• Exercise details: Report the count of lines containing the word "well" in these records, with no other text.

• Supplied records:
PR #14009, opened 2021-03-02
PIM-9698: refresh ES index after creating a product from the UI

willy-ahva:
**Description (for Contributor and Core Developer)**

After creating at least 2 or 3 products from the UI we saw that the ProductCreated event was not sent to the event subscriptions.

**Definition Of Done (for Core Developer only)**

| Q                                 | A
| --------------------------------- | ---
| Added Specs                       | -
| Added legacy Behats               | -
| Added acceptance tests            | -
| Added integration tests           | -
| Changelog updated                 | OK
| Review and 2 GTM                  | Todo
| Micro Demo to the PO (Story only) | Todo
| Migration script                  | -
| Tech Doc                          | -

`Todo`: Pending / Work in progress
`OK`: Done / Validated
`-`: Not needed

PR #16145, opened 2022-01-13
PIM-10233: [Backport] Refresh ES index after creating a product from the UI in order to well send product created event to event subscriptions

ValentinMumble:
Backporting https://github.com/akeneo/pim-community-dev/pull/14009

### DIFF
--- a/CHANGELOG-5.0.md
+++ b/CHANGELOG-5.0.md
@@ -1,5 +1,9 @@
 # 5.0.x
 
+## Bug fixes
+
+- PIM-10233: [Backport] Refresh ES index after creating a product from the UI in order to well send product created event to event subscriptions
+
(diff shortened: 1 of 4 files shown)


nmarniesse (approved):

CHANGELOG-5.0.md
```diff
@@ -1,5 +1,9 @@
 # 5.0.x
 
+## Bug fixes
```
ahocquard, line 3: I don't understand the original fix. It seems to be a workaround. 

In which way does it solve the fact we emit event?

ghoussard: The product is not fetched when we build the event. We think that the event builder try to fetch a product before that one will be indexed.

• Output for this task: 2